Please go through the records below and return every line holding the word "Create".

____ Listed entries

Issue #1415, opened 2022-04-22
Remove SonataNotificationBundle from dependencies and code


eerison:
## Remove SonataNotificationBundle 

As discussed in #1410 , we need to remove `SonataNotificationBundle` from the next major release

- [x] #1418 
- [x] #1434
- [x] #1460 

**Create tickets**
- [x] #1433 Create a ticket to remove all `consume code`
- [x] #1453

________

_Task response_.
**Create tickets**
- [x] #1433 Create a ticket to remove all `consume code`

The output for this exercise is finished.